PR #2266, opened 2025-10-11
Add post-processing API for FP8 primary weights to support CUDA Graph

kunlunl:
# Description

Please include a brief summary of the changes, relevant motivation and context.

Fixes # (issue)

## Type of change

- [ ] Documentation change (change only to the documentation, either a fix or a new content)
- [ ] Bug fix (non-breaking change which fixes an issue)
- [ ] New feature (non-breaking change which adds functionality)
- [ ] Breaking change (fix or feature that would cause existing functionality to not work as expected)
- [ ] Infra/Build change
- [ ] Code refactoring

## Changes

Please list the changes introduced in this PR:

- Change A
- Change B

# Checklist:

- [ ] I have read and followed the [contributing guidelines](https://github.com/NVIDIA/TransformerEngine/blob/main/CONTRIBUTING.rst)
- [ ] The functionality is complete
- [ ] I have commented my code, particularly in hard-to-understand areas
- [ ] I have made corresponding changes to the documentation
- [ ] My changes generate no new warnings
- [ ] I have added tests that prove my fix is effective or that my feature works
- [ ] New and existing unit tests pass locally with my changes

PR #2342, opened 2025-11-04
Make FP8 weights compatible with older MCore version

kunlunl:
# Description

The old MCore version cannot call the `post_all_gather function` in `transformer_engine/pytorch/tensor/utils.py`. This MR modifies the default behavior of `cast_master_weights_to_fp8` back to remove transpose/columnwise data (making it consistent with before https://github.com/NVIDIA/TransformerEngine/pull/2266 is merged), and adds a flag to manually enable retaining transpose/columnwise data. This prevents users from unknowingly invoking the new `cast_master_weights_to_fp8` without manually calling `post_all_gather_processing`.

## Type of change

- [ ] Infra/Build change
- [ ] Code refactoring

## Changes

- Modifies the default behavior of `cast_master_weights_to_fp8` back to remove transpose/columnwise data (making it consistent with before https://github.com/NVIDIA/TransformerEngine/pull/2266 is merged)
- Adds a flag to manually enable retaining transpose/columnwise data.

# Checklist:

### DIFF
--- a/examples/jax/encoder/common.py
+++ b/examples/jax/encoder/common.py
@@ -3,6 +3,9 @@
 # See LICENSE for license information.
 """Shared functions for the encoder tests"""
 from functools import lru_cache
+import os
+import pathlib
+import zipfile
 
 import jax
 import jax.numpy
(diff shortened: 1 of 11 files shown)


transformer_engine/pytorch/tensor/utils.py
```diff
@@ -69,6 +74,9 @@ def cast_master_weights_to_fp8(
     fsdp_shard_model_weights : list of FSDP shard model weights. If None, it means that the model weights are
                              not sharded. Otherwise, it means that the model weights are sharded and we get
                              target model weights data storage using the FSDP shard model weights.
+    keep_columnwise: bool. If True, keep the columnwise data of model weights, and the
+                     post_all_gather_processing function must be called manually by user after the
+                     weights all-gather. Default is False.
```
ksivaman:
```suggestion
    keep_columnwise: bool, default = `False`
                    If True, keep the columnwise data of model weights, and the
                    post_all_gather_processing function must be called manually by user after the
                    weights all-gather. Default is False.
```

transformer_engine/pytorch/tensor/utils.py
```diff
@@ -48,7 +48,12 @@ def replace_raw_data(tensor: QuantizedTensor, new_raw_data: torch.Tensor):
 
 
 def cast_master_weights_to_fp8(
-    model_weights, master_weights, start_offsets, group, fsdp_shard_model_weights=None
+    model_weights,
+    master_weights,
+    start_offsets,
+    group,
+    fsdp_shard_model_weights=None,
+    keep_columnwise=False,
```
timmoon10: This name is not quite correct. If we generalize to MXFP8 and NVFP4, it would be wrong to deallocate the column-wise data when `keep_columnwise=False`. This arg isn't really about column-wise data, but whether we need to post-process after the AG. Maybe a name like `with_post_all_gather_processing` would make this contract more explicit.

tests/pytorch/distributed/test_cast_master_weights_to_fp8.py
```diff
@@ -24,17 +24,20 @@
...
     test_cmd = LAUNCH_CMD + [str(test_path)] + ["--quantization", quantization]
+    if keep_columnwise:
+        test_cmd.append("--keep-columnwise")
     result = subprocess.run(test_cmd, env=os.environ, check=False)
     assert result.returncode == 0
 
 
 @pytest.mark.parametrize("quantization", ["fp8", "fp8_cs", "fp8_block"])
-def test_cast_master_weights_to_fp8(quantization):
+@pytest.mark.parametrize("keep_columnwise", [False, True])
```
timmoon10: Not critical yet, but as we add test cases we should consider reorganizing the distributed launches. Each call to `torchrun` takes ~seconds. If we have many test cases, it's better to call `torchrun` once and perform multiple tests within the same session.

See `distributed/test_fusible_ops.py` for an example where we only launch parallel jobs a few times: https://github.com/NVIDIA/TransformerEngine/blob/0e80c847845be58dbb88f46a0975786ddc823798/tests/pytorch/distributed/test_fusible_ops.py#L1043-L1044
Within each job, we run many test cases:
https://github.com/NVIDIA/TransformerEngine/blob/0e80c847845be58dbb88f46a0975786ddc823798/tests/pytorch/distributed/test_fusible_ops.py#L962

transformer_engine/pytorch/tensor/utils.py
kunlunl: Done.

transformer_engine/pytorch/tensor/utils.py
kunlunl: OK. I've changed the name to `manual_post_all_gather_processing`, does it sound good to you? I kind of feel `with_post_all_gather_processing` is a bit ambiguous to me.

tests/pytorch/distributed/test_cast_master_weights_to_fp8.py
kunlunl: I refactored `cast_master_weights_to_fp8.py` based on the structure of `test_fusible_ops.py`:
* Now, `torchrun` is only launched once, with different test cases executed internally via a for loop.
* The `run_cast_master_weights_to_fp8.py` and `test_cast_master_weights_to_fp8.py` have been merged, with only latter one retained.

________

*PROBLEM DESCRIPTION:* Find the lines that mention "name" in the entries and show them.

*TASK SOLUTION:*
timmoon10: This name is not quite correct. If we generalize to MXFP8 and NVFP4, it would be wrong to deallocate the column-wise data when `keep_columnwise=False`. This arg isn't really about column-wise data, but whether we need to post-process after the AG. Maybe a name like `with_post_all_gather_processing` would make this contract more explicit.
kunlunl: OK. I've changed the name to `manual_post_all_gather_processing`, does it sound good to you? I kind of feel `with_post_all_gather_processing` is a bit ambiguous to me.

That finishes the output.